Afdeling 1, enkelvoudige kamer
Reg.nr.: AWB 09/5475 WW44
UITSPRAAK ingevolge artikel 8:77 van de Algemene wet bestuursrecht (Awb)
in het geding tussen
[A], wonende te [plaats], eiser,
gemachtigde mr.ir. H.C.H. Ghijsen
het college van burgemeester en wethouders van Bodegraven, verweerder.
IPROCESVERLOOP
Op 25 november 2008 heeft [B] een aanvraag om vergunning ingediend voor het gedeeltelijk vergroten "verhogen dakopbouw" van een woning op het perceel [a-straat 1] te [plaats], kadastraal bekend sectie F nummer [nummer].
Verweerder heeft besloten de uniforme openbare voorbereidingsprocedure als bedoeld in artikel 3.10 Awb te volgen.
Het ontwerpbesluit, de aanvraag en de bijbehorende bescheiden hebben vanaf 6 februari 2009 gedurende zes weken voor een ieder ter inzage gelegen.
Bij brief van 21 februari 2009, ingekomen bij verweerder op 23 februari 2009, heeft eiser een zienswijze ingediend.
Bij besluit van 25 juni 2009 heeft verweerder de gevraagde vergunning en ontheffing verleend.
Tegen dit besluit heeft eiser bij brief van 1 augustus 2009, ingekomen bij de rechtbank op 4 augustus 2009, beroep ingesteld.
Verweerder heeft de op de zaak betrekking hebbende stukken overgelegd en een verweerschrift ingediend.
Eiser heeft bij brief van 23 september 2009 zijn beroep aangevuld.

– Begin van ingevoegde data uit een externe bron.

PR #52981, opened 2023-12-09
[FrameworkBundle] Make `ValidatorCacheWarmer` and `SerializeCacheWarmer` use `kernel.build_dir` instead of `kernel.cache_dir`

okhoshi:
| Q             | A
| ------------- | ---
| Branch?       | 7.3
| Bug fix?      | no
| New feature?  | yes
| Deprecations? | no
| Issues        | none
| License       | MIT

Follow up to #50391, set up the `ValidatorCacheWarmer` and `SerializerCacheWarmer` to use the `kernel.build_dir` instead of `kernel.cache_dir`. The value conveyed by their constructor parameter has been changed to prevent developers to configure the cache file outside of the build_dir.

`AbstractPhpFileCacheWarmer` has been reworked a bit too, to reduce the risk of misconfiguration.

#SymfonyHackday

### DIFF
--- a/src/Symfony/Bundle/FrameworkBundle/CacheWarmer/ValidatorCacheWarmer.php
+++ b/src/Symfony/Bundle/FrameworkBundle/CacheWarmer/ValidatorCacheWarmer.php
@@ -41,6 +41,10 @@ class ValidatorCacheWarmer extends AbstractPhpFileCacheWarmer
 
     protected function doWarmUp(string $cacheDir, ArrayAdapter $arrayAdapter, ?string $buildDir = null): bool
     {
+        if (!$buildDir) {
+            return false;
+        }
+
         $loaders = $this->validatorBuilder->getLoaders();
         $metadataFactory = new LazyLoadingMetadataFactory(new LoaderChain($loaders), $arrayAdapter);
 
--- a/src/Symfony/Bundle/FrameworkBundle/Resources/config/serializer.php
+++ b/src/Symfony/Bundle/FrameworkBundle/Resources/config/serializer.php
@@ -56,7 +56,7 @@ use Symfony\Component\Serializer\SerializerInterface;
 
 return static function (ContainerConfigurator $container) {
     $container->parameters()
-        ->set('serializer.mapping.cache.file', '%kernel.cache_dir%/serialization.php')
+        ->set('serializer.mapping.cache.file', '%kernel.build_dir%/serialization.php')
     ;
 
     $container->services()
--- a/src/Symfony/Bundle/FrameworkBundle/Resources/config/validator.php
+++ b/src/Symfony/Bundle/FrameworkBundle/Resources/config/validator.php
@@ -28,7 +28,7 @@ use Symfony\Component\Validator\ValidatorBuilder;
 
 return static function (ContainerConfigurator $container) {
     $container->parameters()
-        ->set('validator.mapping.cache.file', param('kernel.cache_dir').'/validation.php');
+        ->set('validator.mapping.cache.file', '%kernel.build_dir%/validation.php');
 
     $validatorsDir = \dirname((new \ReflectionClass(EmailValidator::class))->getFileName());
 
--- a/src/Symfony/Bundle/FrameworkBundle/Tests/CacheWarmer/SerializerCacheWarmerTest.php
+++ b/src/Symfony/Bundle/FrameworkBundle/Tests/CacheWarmer/SerializerCacheWarmerTest.php
@@ -30,9 +30,50 @@ class SerializerCacheWarmerTest extends TestCase
         @unlink($file);
 
         $warmer = new SerializerCacheWarmer($loaders, $file);
-        $warmer->warmUp(\dirname($file));
+        $warmer->warmUp(\dirname($file), \dirname($file));
 
         $this->assertFileExists($file);
+
+        $arrayPool = new PhpArrayAdapter($file, new NullAdapter());
+
+        $this->assertTrue($arrayPool->getItem('Symfony_Bundle_FrameworkBundle_Tests_Fixtures_Serialization_Person')->isHit());
+        $this->assertTrue($arrayPool->getItem('Symfony_Bundle_FrameworkBundle_Tests_Fixtures_Serialization_Author')->isHit());
+    }
+
+    /**
+     * @dataProvider loaderProvider
+     */
+    public function testWarmUpAbsoluteFilePath(array $loaders)
+    {
+        $file = sys_get_temp_dir().'/0/cache-serializer.php';
+        @unlink($file);
+
+        $cacheDir = sys_get_temp_dir().'/1';
+
+        $warmer = new SerializerCacheWarmer($loaders, $file);
+        $warmer->warmUp($cacheDir, $cacheDir);
+
+        $this->assertFileExists($file);
+        $this->assertFileDoesNotExist($cacheDir.'/cache-serializer.php');
+
+        $arrayPool = new PhpArrayAdapter($file, new NullAdapter());
+
+        $this->assertTrue($arrayPool->getItem('Symfony_Bundle_FrameworkBundle_Tests_Fixtures_Serialization_Person')->isHit());
+        $this->assertTrue($arrayPool->getItem('Symfony_Bundle_FrameworkBundle_Tests_Fixtures_Serialization_Author')->isHit());
+    }
+
+    /**
+     * @dataProvider loaderProvider
+     */
+    public function testWarmUpWithoutBuildDir(array $loaders)
+    {
+        $file = sys_get_temp_dir().'/cache-serializer.php';
+        @unlink($file);
+
+        $warmer = new SerializerCacheWarmer($loaders, $file);
+        $warmer->warmUp(\dirname($file));
+
+        $this->assertFileDoesNotExist($file);
 
         $arrayPool = new PhpArrayAdapter($file, new NullAdapter());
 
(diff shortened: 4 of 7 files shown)


nicolas-grekas (commented):
I wonder if it wouldn't be nicer to adapt the behavior based on whether the file is relative or absolute?
This way we don't need any deprecations nor any new methods:
- when the path is absolute, we use that as we do now
- when the path is relative, we put the file in the build dir

And of course we make the path relative by default.

okhoshi:
> I wonder if it wouldn't be nicer to adapt the behavior based on whether the file is relative or absolute? 

I also considered that option, and haven't realized `symfony/filesystem` was already required in the Bundle. Will change to that 👍 

> This way we don't need any deprecations nor any new methods:
> 
> * when the path is absolute, we use that as we do now
> * when the path is relative, we put the file in the build dir

However, the deprecations and the new method are still necessary to let the extending class make the choice where to store the file. If we go with the current code, and the logic that when the path is relative we store in the build dir, it would force every CacheWarmer extending the `AbstractPhpFileCacheWarmer` to use the build dir.
Or did I miss something ? :)

src/Symfony/Bundle/FrameworkBundle/CacheWarmer/AbstractPhpFileCacheWarmer.php
```diff
@@ -20,11 +20,13 @@
...
-     * @param string $phpArrayFile The PHP file where metadata are cached
+     * @param string|null $phpArrayFile The PHP file where metadata are cached
      */
-    public function __construct(
-        private string $phpArrayFile,
-    ) {
+    public function __construct(private ?string $phpArrayFile = null)
+    {
+        if (\func_num_args() > 0) {
+            trigger_deprecation('symfony/framework-bundle', '7.1', 'Setting "string $phpArrayFile" argument is deprecated. The argument will be removed in 8.0.');
```
nicolas-grekas:
```suggestion
            trigger_deprecation('symfony/framework-bundle', '7.1', 'The $phpArrayFile of [...]() is deprecated and will be removed in 8.0.');
```

src/Symfony/Bundle/FrameworkBundle/CacheWarmer/AbstractPhpFileCacheWarmer.php
```diff
@@ -50,7 +52,12 @@ public function warmUp(string $cacheDir, ?string $buildDir = null): array
         // so here we un-serialize the values first
         $values = array_map(fn ($val) => null !== $val ? unserialize($val) : null, $arrayAdapter->getValues());
 
-        return $this->warmUpPhpArrayAdapter(new PhpArrayAdapter($this->phpArrayFile, new NullAdapter()), $values);
+        $filepath = $this->getPhpArrayFile($cacheDir, $buildDir);
+        if (!$filepath) {
```
nicolas-grekas:
```suggestion
        if (!$filepath = $this->getPhpArrayFile($cacheDir, $buildDir)) {
```

src/Symfony/Bundle/FrameworkBundle/Resources/config/validator.php
```diff
@@ -63,7 +63,7 @@
         ->set('validator.mapping.cache.adapter', PhpArrayAdapter::class)
             ->factory([PhpArrayAdapter::class, 'create'])
             ->args([
-                param('validator.mapping.cache.file'),
+                param('kernel.build_dir').'/'.param('validator.mapping.cache.file'),
```
nicolas-grekas: this changes the meaning of the parameter, potential BC break ahead

src/Symfony/Bundle/FrameworkBundle/CacheWarmer/ValidatorCacheWarmer.php
```diff
@@ -70,6 +75,19 @@ protected function warmUpPhpArrayAdapter(PhpArrayAdapter $phpArrayAdapter, array
         return parent::warmUpPhpArrayAdapter($phpArrayAdapter, $values);
     }
 
+    protected function getPhpArrayFile(string $cacheDir, ?string $buildDir = null): ?string
+    {
+        if (!$buildDir) {
+            return null;
+        }
+
+        if (Path::isRelative($this->phpArrayFile)) {
```
nicolas-grekas: I'm not convinced we need this logic, it adds complexity IMHO

nicolas-grekas (commented):
I'm not convinced about the refactoring, it brings a potential BC break.
Why not just change the value in the DI?
We can't prevent people from doing mistakes anyway :shrug:

nicolas-grekas:
I'm having a hard time reasoning about the way things work during warmup...

Right now, we made warmers be called with $buildDir set to null during post-compile warmups.
Would it make sense to change this to be:
- set cache_dir to build_dir during compile-time warmups
- keep cache_dir and build_dir to their defined values during post-compile warmups?

cache warmers would then be able to compare $cacheDir and $buildDir to decide if there is a readonly cache they shouldn't touch.

Wouldn't that make all your related PRs simpler? (The most important change being to set $cacheDir to the build-dir during compile-time warmups)

okhoshi:
@nicolas-grekas I took a step back regarding this whole build_dir/cache_dir situation, and you are right that we can't prevent people to do mistakes anyway 👍 I could indeed drastically simplify this PR once I accepted that fact 🙂. 

However, passing the buildDir as null when we run the warmers in post-compile warmup is equivalent to your suggestion, so I suggest to keep that as it is.

src/Symfony/Bundle/FrameworkBundle/CacheWarmer/ValidatorCacheWarmer.php
okhoshi: Removed

src/Symfony/Bundle/FrameworkBundle/Resources/config/validator.php
okhoshi: Reverted to the previous meaning

nicolas-grekas:
Can you please rebase on top of 7.2?

src/Symfony/Bundle/FrameworkBundle/Tests/CacheWarmer/ValidatorCacheWarmerTest.php
```diff
@@ -122,8 +177,12 @@ public function testClassAutoloadExceptionWithUnrelatedException()
             }
         }, true, true);
 
-        $warmer->warmUp('foo');
+        try {
+            $warmer->warmUp(\dirname($file), \dirname($file));
+        } finally {
+            $this->assertFileDoesNotExist($file);
```
nicolas-grekas, line 183: why in finally also here?

src/Symfony/Bundle/FrameworkBundle/Tests/CacheWarmer/SerializerCacheWarmerTest.php
```diff
@@ -112,8 +160,12 @@ public function testClassAutoloadExceptionWithUnrelatedException()
             }
         }, true, true);
 
-        $warmer->warmUp('foo');
+        try {
+            $warmer->warmUp(\dirname($file), \dirname($file));
+        } finally {
+            $this->assertFileDoesNotExist($file);
```
nicolas-grekas, line 166: why put this in the finally block?

nicolas-grekas (approved):

src/Symfony/Bundle/FrameworkBundle/Tests/CacheWarmer/SerializerCacheWarmerTest.php
okhoshi: Well, it's been a while since I wrote that, but IIRC, it's because the test is purposefully making `warmUp` throws an exception, so there's no way to ensure no file gets written in that case without the finally block.

nicolas-grekas: then we should catch the expected type of exception instead and put that there

src/Symfony/Bundle/FrameworkBundle/Tests/CacheWarmer/SerializerCacheWarmerTest.php
```diff
@@ -112,8 +160,12 @@ public function testClassAutoloadExceptionWithUnrelatedException()
             }
         }, true, true);
 
-        $warmer->warmUp('foo');
+        try {
+            $warmer->warmUp(\dirname($file), \dirname($file));
+        } finally {
```
okhoshi:
```suggestion
        } catch (\DomainException) {
```

@nicolas-grekas Is it what you had in mind ?

nicolas-grekas: almost: we should rethrow the exception
and keep the other call in finally
while at it, we should move the expectException calls just before the call to wamrup (outside of the try/catch)

okhoshi: Will apply the changes later today 👍

okhoshi:
@nicolas-grekas Anything missing on this PR to get it merged ? :)

okhoshi:
@nicolas-grekas @OskarStark Could we still get this merged in 7.3 ?

src/Symfony/Bundle/FrameworkBundle/Resources/config/serializer.php
```diff
@@ -164,7 +164,10 @@
 
         ->set('serializer.mapping.cache.symfony', CacheItemPoolInterface::class)
             ->factory([PhpArrayAdapter::class, 'create'])
-            ->args([param('serializer.mapping.cache.file'), service('cache.serializer')])
+            ->args([
```
fabpot: Can be reverted

fabpot (approved):

fabpot:
Thank you @Okhoshi.

PR #53399, opened 2024-01-04
[Mailer][Notifier] add more `#[\SensitiveParameter]` attributes

xabbuh:
| Q             | A
| ------------- | ---
| Branch?       | 7.1
| Bug fix?      | no
| New feature?  | no
| Deprecations? | no
| Issues        | 
| License       | MIT


xabbuh:
We are not consistent how we deal with username (public keys). Sometimes we mark them as sensitive parameters, sometimes we don't. That's why I didn't do anything about them.

OskarStark (approved):

nicolas-grekas (approved):
usernames don't need to be marked sensitive when considering security so we can skip marking them with the attribute to me

PR #53404, opened 2024-01-04
[Form][Security][Validator] Normalize translation files

nicolas-grekas:
| Q             | A
| ------------- | ---
| Branch?       | 5.4
| Bug fix?      | no
| New feature?  | no
| Deprecations? | no
| Issues        | -
| License       | MIT

I used the below script to spot mistakes and normalize translation files.

I propose to accept English where translations are missing because this makes it easier to automate and also to spot what's missing (opening only one file is needed.)

Carsonbot would need to be updated to account for this when checking for missing translations /cc @Nyholm 

<details>

```php
<?php

use Symfony\Component\Finder\Finder;
use Symfony\Component\Translation\Loader\XliffFileLoader;
use Symfony\Component\Translation\MessageCatalogue;

require __DIR__.'/vendor/autoload.php';

function dumpXliff1(string $defaultLocale, MessageCatalogue $messages, string $domain)
{
    $dom = new \DOMDocument('1.0', 'utf-8');
    $dom->formatOutput = true;

    $xliff = $dom->appendChild($dom->createElement('xliff'));
    $xliff->setAttribute('version', '1.2');
    $xliff->setAttribute('xmlns', 'urn:oasis:names:tc:xliff:document:1.2');

    $xliffFile = $xliff->appendChild($dom->createElement('file'));
    $xliffFile->setAttribute('source-language', str_replace('_', '-', $defaultLocale));
    $xliffFile->setAttribute('target-language', 'no' === $messages->getLocale() ? 'nb' : str_replace('_', '-', $messages->getLocale()));
    $xliffFile->setAttribute('datatype', 'plaintext');
    $xliffFile->setAttribute('original', 'file.ext');

    $xliffBody = $xliffFile->appendChild($dom->createElement('body'));
    foreach ($messages->all($domain) as $source => $target) {
        $translation = $dom->createElement('trans-unit');
        $metadata = $messages->getMetadata($source, $domain);

        $translation->setAttribute('id', $metadata['id']);

        $s = $translation->appendChild($dom->createElement('source'));
        $s->appendChild($dom->createTextNode($source));

        $text = 1 === preg_match('/[&<>]/', $target) ? $dom->createCDATASection($target) : $dom->createTextNode($target);

        $targetElement = $dom->createElement('target');

        if ('en' !== $messages->getLocale() && $target === $source && 'Error' !== $source) {
            $targetElement->setAttribute('state', 'needs-translation');
        }
        if (isset($metadata['target-attributes'])) {
            foreach ($metadata['target-attributes'] as $key => $value) {
                $targetElement->setAttribute($key, $value);
            }
        }

        $t = $translation->appendChild($targetElement);
        $t->appendChild($text);

        $xliffBody->appendChild($translation);
    }

    return preg_replace('/^ +/m', '$0$0', $dom->saveXML());
}


foreach (['Security/Core' => 'security', 'Form' => 'validators', 'Validator' => 'validators'] as $component => $domain) {
    $dir = __DIR__.'/src/Symfony/Component/'.$component.'/Resources/translations';

    $enCatalogue = (new XliffFileLoader())->load($dir.'/'.$domain.'.en.xlf', 'en', $domain);

    file_put_contents($dir.'/'.$domain.'.en.xlf', dumpXliff1('en', $enCatalogue, $domain));
    $finder = new Finder();

    foreach ($finder->files()->in($dir)->name('*.xlf') as $file) {
        $locale = substr($file->getBasename(), 1 + strlen($domain), -4);

        $catalogue = (new XliffFileLoader())->load($file, $locale, $domain);
        $localeCatalogue = new MessageCatalogue($locale);

        foreach ($enCatalogue->all($domain) as $id => $translation) {
            $metadata = [];
            if ($catalogue->defines($id, $domain)) {
                $translation = $catalogue->get($id, $domain);
                $metadata = $catalogue->getMetadata($id, $domain);
            }
            $metadata['id'] = $enCatalogue->getMetadata($id, $domain)['id'];
            $localeCatalogue->set($id, $translation, $domain);
            $localeCatalogue->setMetadata($id, $metadata, $domain);
        }

        file_put_contents($file, dumpXliff1('en', $localeCatalogue, $domain));
    }
}


```

</details>

### DIFF
--- a/src/Symfony/Component/Form/Resources/translations/validators.az.xlf
+++ b/src/Symfony/Component/Form/Resources/translations/validators.az.xlf
@@ -1,6 +1,6 @@
-<?xml version="1.0"?>
-<xliff version="1.2" xmlns="urn:oasis:names:tc:xliff:document:1.2">
-    <file source-language="en" datatype="plaintext" original="file.ext">
+<?xml version="1.0" encoding="utf-8"?>
+<xliff xmlns="urn:oasis:names:tc:xliff:document:1.2" version="1.2">
+    <file source-language="en" target-language="az" datatype="plaintext" original="file.ext">
         <body>
             <trans-unit id="28">
                 <source>This form should not contain extra fields.</source>
--- a/src/Symfony/Component/Security/Core/Resources/translations/security.en.xlf
+++ b/src/Symfony/Component/Security/Core/Resources/translations/security.en.xlf
@@ -1,6 +1,6 @@
-<?xml version="1.0"?>
-<xliff version="1.2" xmlns="urn:oasis:names:tc:xliff:document:1.2">
-    <file source-language="en" datatype="plaintext" original="file.ext">
+<?xml version="1.0" encoding="utf-8"?>
+<xliff xmlns="urn:oasis:names:tc:xliff:document:1.2" version="1.2">
+    <file source-language="en" target-language="en" datatype="plaintext" original="file.ext">
         <body>
             <trans-unit id="1">
                 <source>An authentication exception occurred.</source>
@@ -73,10 +73,6 @@
             <trans-unit id="19">
                 <source>Too many failed login attempts, please try again in %minutes% minute.</source>
                 <target>Too many failed login attempts, please try again in %minutes% minute.</target>
-            </trans-unit>
-            <trans-unit id="20">
-                <source>Too many failed login attempts, please try again in %minutes% minutes.</source>
-                <target>Too many failed login attempts, please try again in %minutes% minutes.</target>
             </trans-unit>
         </body>
     </file>
--- a/src/Symfony/Component/Security/Core/Resources/translations/security.th.xlf
+++ b/src/Symfony/Component/Security/Core/Resources/translations/security.th.xlf
@@ -1,6 +1,6 @@
-<?xml version="1.0"?>
-<xliff version="1.2" xmlns="urn:oasis:names:tc:xliff:document:1.2">
-    <file source-language="en" datatype="plaintext" original="file.ext">
+<?xml version="1.0" encoding="utf-8"?>
+<xliff xmlns="urn:oasis:names:tc:xliff:document:1.2" version="1.2">
+    <file source-language="en" target-language="th" datatype="plaintext" original="file.ext">
         <body>
             <trans-unit id="1">
                 <source>An authentication exception occurred.</source>
@@ -72,10 +72,6 @@
             </trans-unit>
             <trans-unit id="19">
                 <source>Too many failed login attempts, please try again in %minutes% minute.</source>
-                <target>มีความพยายามเข้าสู่ระบบล้มเหลวมากเกินไป โปรดลองอีกครั้งใน %minutes% นาที</target>
-            </trans-unit>
-            <trans-unit id="20">
-                <source>Too many failed login attempts, please try again in %minutes% minutes.</source>
                 <target>มีความพยายามเข้าสู่ระบบล้มเหลวมากเกินไป โปรดลองอีกครั้งใน %minutes% นาที</target>
             </trans-unit>
         </body>
--- a/src/Symfony/Component/Translation/Loader/XliffFileLoader.php
+++ b/src/Symfony/Component/Translation/Loader/XliffFileLoader.php
@@ -111,6 +111,10 @@ class XliffFileLoader implements LoaderInterface
                     continue;
                 }
 
+                if (isset($translation->target) && 'needs-translation' === (string) $translation->target->attributes()['state']) {
+                    continue;
+                }
+
                 $source = isset($attributes['resname']) && $attributes['resname'] ? $attributes['resname'] : $translation->source;
                 // If the xlf file has another encoding specified, try to convert it because
                 // simple_xml will always return utf-8 encoded values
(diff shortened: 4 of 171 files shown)


Nyholm:
> I propose to accept English where translations are missing because this makes it easier to automate and also to spot what's missing. 

But this will make it hard to know if a translation is missing or not. Do we really want to force users to do this? 

```php
$missing = $original !== $translation
```

src/Symfony/Component/Form/Resources/translations/validators.az.xlf
```diff
@@ -1,6 +1,6 @@
-<?xml version="1.0"?>
-<xliff version="1.2" xmlns="urn:oasis:names:tc:xliff:document:1.2">
-    <file source-language="en" datatype="plaintext" original="file.ext">
+<?xml version="1.0" encoding="utf-8"?>
+<xliff xmlns="urn:oasis:names:tc:xliff:document:1.2" version="1.2">
+    <file source-language="en" target-language="az" datatype="plaintext" original="validators.en.xlf">
```
Nyholm: Great!

nicolas-grekas:
I added `state="needs-translation"` to all `<target>` that aren't translated, as defined by the xliff spec for this purpose.

src/Symfony/Component/Security/Core/Resources/translations/security.th.xlf
```diff
@@ -74,10 +74,6 @@
                 <source>Too many failed login attempts, please try again in %minutes% minute.</source>
                 <target>มีความพยายามเข้าสู่ระบบล้มเหลวมากเกินไป โปรดลองอีกครั้งใน %minutes% นาที</target>
             </trans-unit>
-            <trans-unit id="20">
-                <source>Too many failed login attempts, please try again in %minutes% minutes.</source>
-                <target>มีความพยายามเข้าสู่ระบบล้มเหลวมากเกินไป โปรดลองอีกครั้งใน %minutes% นาที</target>
-            </trans-unit>
```
Nyholm, line 80: Removing this looks like a mistake. Can you verify?

nicolas-grekas: trans-unit 19 and 20 are exactly the same so I removed 20

src/Symfony/Component/Security/Core/Resources/translations/security.en.xlf
```diff
@@ -74,10 +74,6 @@
                 <source>Too many failed login attempts, please try again in %minutes% minute.</source>
                 <target>Too many failed login attempts, please try again in %minutes% minute.</target>
             </trans-unit>
-            <trans-unit id="20">
-                <source>Too many failed login attempts, please try again in %minutes% minutes.</source>
-                <target>Too many failed login attempts, please try again in %minutes% minutes.</target>
-            </trans-unit>
```
Nyholm, line 80: You snuck in this change too, right? 

It is removed because you could not find any use for it anymore.

Nyholm (approved):
Thank you

(Just update according to the test. Ie, the test is correct. )

nicolas-grekas:
PR ready, tests fixed!

fabpot:
I don't think the current xliff reader takes `needs-translation` into account. Something to add in this PR as well, right?

thunderer:
@nicolas-grekas I'm wondering, this will cause conflicts in all existing translation PRs, would it be possible to merge them before this one? Afterwards it seems like you could rerun the script to update the files.

Nyholm:
> I don't think the current xliff reader takes needs-translation into account.

Oh.. Does this mean my fallback locale is never used? 
Ie: 

```
framework:
    default_locale: 'fr'
    translator:
        fallbacks: ['sv']
```

If `validators.fr.xlf` is missing a translation, will it pick it up from validators.sv.xlf? Or, will the XliffReader think the translation is there?

src/Symfony/Component/Security/Core/Resources/translations/security.th.xlf
thunderer: Isn't 19 for singular variant `minute`?

nicolas-grekas:
> xliff reader takes needs-translation into account

Indeed. Updated!

src/Symfony/Component/Translation/Loader/XliffFileLoader.php
```diff
@@ -111,6 +111,10 @@ private function extractXliff1(\DOMDocument $dom, MessageCatalogue $catalogue, s
                     continue;
                 }
 
+                if (isset($translation->target) && 'needs-translation' === (string) $translation->target->attributes()['state']) {
```
stof, line 114: This would deserve a changelog entry IMO, while sneaking it in the normalization PR makes it invisible.

stof:
@nicolas-grekas can you update carsonbot to make it aware of those `needs-translation` attributes to consider them missing ?

kevinpapst:
I will open a bug report, because ignoring translations that have a `needs-translation` state should not be treated like missing translations.

Edit: https://github.com/symfony/symfony/issues/54541

nicolas-grekas:
I tackled this aspect in https://github.com/symfony/symfony/pull/54536

nicolas-grekas:
Ah no sorry, not the exact same topic :grimacing:

src/Symfony/Component/Translation/Loader/XliffFileLoader.php
kevinpapst: See https://github.com/symfony/symfony/issues/54541

PR #53414, opened 2024-01-04
[Serializer] `GetSetMethodNormalizer`: fix BC break with `#[Ignore]` attribute 

nikophil:
| Q             | A
| ------------- | ---
| Branch?       | 6.4
| Bug fix?      | yes
| New feature?  | no
| Deprecations? | no
| License       | MIT

This PR fixes a subtle BC break introduced by https://github.com/symfony/symfony/pull/52294/files: `GetSetMethodNormalizer` no more ignores methods marked as `#[Ignore]` with the old class `Symfony\Component\Serializer\Annotation\Ignore`

### DIFF
--- a/src/Symfony/Component/Serializer/Normalizer/GetSetMethodNormalizer.php
+++ b/src/Symfony/Component/Serializer/Normalizer/GetSetMethodNormalizer.php
@@ -11,6 +11,7 @@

Het beroep is op 11 december 2009 ter zitting behandeld.
Eiser is verschenen, vergezeld door zijn gemachtigde mr. ir. H.C.H. Ghijsen.
Verweerder heeft zich laten vertegenwoordigen door [C].
II OVERWEGINGEN
Op 1 juli 2008 is de Wet ruimtelijke ordening (Wro) in werking getreden en is de Wet op de Ruimtelijke Ordening (WRO) ingetrokken. Verder zijn bij de inwerkingtreding van de Invoeringswet Wro op 1 juli 2008 enkele bepalingen van de Woningwet (Wow) gewijzigd. Aangezien de aanvraag om bouwvergunning en impliciet dus ook het verzoek om ontheffing dateert van na 1 juli 2008, zijn in dit geval de bepalingen van de Wro en de Wow van toepassing zoals deze sinds 1 juli 2008 luiden.
Het bouwplan voorziet in het verhogen van een deel van de dakconstructie van de woning gelegen [a-straat 1], te [plaats].
In artikel 44, eerste lid, van de Woningwet (Wow) is bepaald dat een reguliere bouwvergunning alleen mag en moet worden geweigerd indien sprake is van een van de daar gegeven weigeringsgronden. Ingevolge het bepaalde onder c dient de bouwvergunning te worden geweigerd indien het bouwen in strijd is met een bestemmingsplan of de krachtens zodanig plan gestelde eisen dan wel met een projectbesluit als bedoeld in artikel 3.10, 3.27 of 3.29 van de Wro of met een besluit als bedoeld in artikel 3.40, 3.41 of 3.42 van die wet.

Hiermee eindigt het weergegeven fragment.